5. If a multi-reader multi-case (MRMC) comparative effectiveness study was done, If so, what was the effect size of how much human readers improve with AI vs without AI assistance:

   • Absent. There is no mention of an MRMC study or any evaluation of human reader improvement with AI assistance. The submission is about modifications to an X-ray imaging system, not an AI diagnostic tool.

6. If a standalone (i.e., algorithm only without human-in-the-loop performance) was done:

   • Absent. No standalone AI algorithm performance study is indicated.

7. The type of ground truth used (expert consensus, pathology, outcomes data, etc.):

   • Absent. No ground truth type is specified, as no diagnostic performance study is detailed.

8. The sample size for the training set:

   • Absent. There is no mention of a training set, indicating that this submission is not for an AI/ML algorithm that requires training. The "DynaCT" software option mentioned is for 3D reconstruction from 2D images, not a learned diagnostic pattern recognition system in the sense of modern AI/ML.

9. How the ground truth for the training set was established:

   • Absent. Not applicable, as no training set is mentioned.

Summary of What the Document Does Provide:

The document is a 510(k) submission for modifications to existing angiography systems. The modifications primarily involve:

• Revised Indications for Use (clarification, not new uses).
• New software version (VD11D) to support hardware.
• Support for an existing detector (Pixium 3040CV) on an additional system (Artis zee/zeego).
• A new tube cooling unit.
• Updated product claims.
• Configuration updates for the "Miyabi Angio-CT" (now "nexaris Angio-CT"), including improved collision calculation.

The regulatory review concluded that the device is "substantially equivalent" to predicate devices, based on:

• Non-clinical tests for electrical safety, performance, electromagnetic compatibility, and compliance with various international standards (listed in Table 3 on page 10).
• Software verification and validation testing, addressing the FDA's guidance documents for software in medical devices and cybersecurity.
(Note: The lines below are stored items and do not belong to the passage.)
PR #93, opened 2022-01-26
Optimize `((a mod modulus) + modulus) mod modulo`

konsumlamm:
Avoids doing `mod` twice.

I also swapped `a.modulo(modulus)` and `modulus` in `invmod`, to skip the first iteration (otherwise `q` would always be zero in the first iteration, since `a.modulo(modulus) < modulus`).

### DIFF
--- a/src/bigints.nim
+++ b/src/bigints.nim
@@ -1068,6 +1068,14 @@ iterator `..<`*(a, b: BigInt): BigInt =
     yield res
     inc res
 
+
+func modulo(a, modulus: BigInt): BigInt =
+  ## Like `mod`, but the result is always in the range `[0, modulus-1]`.
+  ## `modulus` should be greater than zero.
+  result = a mod modulus
+  if result < 0:
+    result += modulus
+
 func invmod*(a, modulus: BigInt): BigInt =
   ## Compute the modular inverse of `a` modulo `modulus`.
   ## The return value is always in the range `[1, modulus-1]`
@@ -1083,23 +1091,23 @@ func invmod*(a, modulus: BigInt): BigInt =
     raise newException(DivByZeroDefect, "0 has no modular inverse")
   else:
     var
-      r0 = ((a mod modulus) + modulus) mod modulus
-      r1 = modulus
-      s0 = one
-      s1 = zero
+      r0 = modulus
+      r1 = a.modulo(modulus)
+      t0 = zero
+      t1 = one
     while r1 > 0:
       let
         q = r0 div r1
         # the `q.isZero` check is needed because of an ARC/ORC bug (see https://github.com/nim-lang/bigints/issues/88)
         rk = if q.isZero: r0 else: r0 - q * r1
-        sk = if q.isZero: s0 else: s0 - q * s1
+        tk = if q.isZero: t0 else: t0 - q * t1
       r0 = r1
       r1 = rk
-      s0 = s1
-      s1 = sk
+      t0 = t1
+      t1 = tk
     if r0 != one:
       raise newException(ValueError, $a & " has no modular inverse modulo " & $modulus)
-    result = ((s0 mod modulus) + modulus) mod modulus
+    result = t0.modulo(modulus)
 
 func powmod*(base, exponent, modulus: BigInt): BigInt =
   ## Compute modular exponentation of `base` with power `exponent` modulo `modulus`.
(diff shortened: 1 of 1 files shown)


konsumlamm:
Hmm, looks like there's a Nim 1.4 bug...

src/bigints.nim
```diff
@@ -1119,8 +1127,7 @@ func powmod*(base, exponent, modulus: BigInt): BigInt =
     if exponent < 0:
       base = invmod(base, modulus)
       exponent = -exponent
-    var
-      basePow = ((base mod modulus) + modulus) mod modulus # Base stays in [0, m-1]
+    var basePow = base.modulo(modulus) # base stays in [0, modulus-1]
```
dlesnoff, line 1130: Please, remove the comment. The function should be explicit enough.

src/bigints.nim
```diff
@@ -1068,6 +1068,14 @@ iterator `..<`*(a, b: BigInt): BigInt =
     yield res
     inc res
 
+
+func modulo(a, modulus: BigInt): BigInt =
+  ## Like `mod`, but the result is always in the range `[0, modulus-1]`.
+  ## `modulus` should be greater than zero.
+  result = a mod modulus
+  if result < 0:
+    result += modulus
```
dlesnoff, line 1077: Maybe `positiveModulo` ? `canonicalModulo` ? I think the name of the function can be a little more explicit.

konsumlamm: It's the mathematical modulo operation, which is called just "modulo". The name doesn't really matter though, this function isn't exported anyway.

konsumlamm:
I managed to work around the bug, but I have no idea what caused it.

src/bigints.nim
```diff
@@ -1134,3 +1133,5 @@ func powmod*(base, exponent, modulus: BigInt): BigInt =
         result = (result * basePow) mod modulus
       basePow = (basePow * basePow) mod modulus
       exponent = exponent shr 1
+
+if false: discard invmod(zero, one)
```
dlesnoff, line 1137: This is strange. An if false never executes !

src/bigints.nim
```diff
@@ -1095,12 +1095,11 @@ func invmod*(a, modulus: BigInt): BigInt =
...
+    var rk, tk: BigInt # otherwise t1 is incorrectly inferred as cursor (https://github.com/nim-lang/Nim/issues/19457)
     while r1 > 0:
-      let
-        q = r0 div r1
-        # the `q.isZero` check is needed because of an ARC/ORC bug (see https://github.com/nim-lang/bigints/issues/88)
-        rk = if q.isZero: r0 else: r0 - q * r1
-        tk = if q.isZero: t0 else: t0 - q * t1
+      let q = r0 div r1
+      rk = r0 - q * r1
+      tk = t0 - q * t1
```
dlesnoff, line 1102: So you remove a workaround for another workaround in mod function ?
Isn't this PR only for replacement of ((a mod modulus) + modulus) mod modulo ?

src/bigints.nim
konsumlamm: Oops, that's just a debugging leftover.

src/bigints.nim
konsumlamm: This new workaround works for for both #88 and whatever caused the 1.4 failure. The latter was introduced by the change from `((a mod modulus) + modulus) mod modulus` to `a.modulo(modulus)`.

src/bigints.nim
```diff
@@ -1083,23 +1091,22 @@ func invmod*(a, modulus: BigInt): BigInt =
...
     var
-      r0 = ((a mod modulus) + modulus) mod modulus
-      r1 = modulus
-      s0 = one
-      s1 = zero
+      r0 = modulus
+      r1 = a.modulo(modulus)
+      t0 = zero
+      t1 = one
+    var rk, tk: BigInt # otherwise t1 is incorrectly inferred as cursor (https://github.com/nim-lang/Nim/issues/19457)
```
dlesnoff, line 1098: Why did you change s0 and s1 to t0 and t1 ? You said in my PR #65 that s was the variable name used pretty much anywhere else and made a point to change the variable name then to s.
I do not understand why you swaped values of r0 and r1 too (and t0 and t1 accordingly). Is it necessary to fix the code ? Isn't it rather to speed up the first step ? 
since `a.modulo(modulus)` is already reduced, q will not reduce anything at first step.

konsumlamm: As I said in https://github.com/nim-lang/bigints/pull/93#issue-1115242625, I only swapped `r0` and `r1` to avoid one iteration (before, in the first iteration, `r0` was always smaller than `r1`, so `r0 div r1` was always zero).

As for changing s to t: The standard naming scheme is that we compute `s` and `t` such that `a * s + b * t = gcd(a, b)`. Originally, we had a as `a.modulo(modulus)` and b as `modulus`, so if the GCD is 1, the modular inverse of a would be s. However, now with switching a and b, we have a as `modulus` and b as `a.modulo(modulus)`, so that the modular inverse is now t.

This is not strictly related to optimizing `((a mod modulus) + modulus) mod modulo`, but it's another optimization to `invmod`, so I don't see a reason not to include it in this PR.

dlesnoff (approved):
These changes seems fine to me.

These tests demonstrated that the software modifications met acceptance criteria and did not raise new safety or effectiveness issues.
• Human Factors Usability Validation.

Key Missing Information: This document is NOT about an AI-powered diagnostic device in the modern sense that would require performance metrics like sensitivity, specificity, or a comparison against a human expert ground truth. It focuses on demonstrating the safety and effectiveness of updated hardware and software components within an imaging system.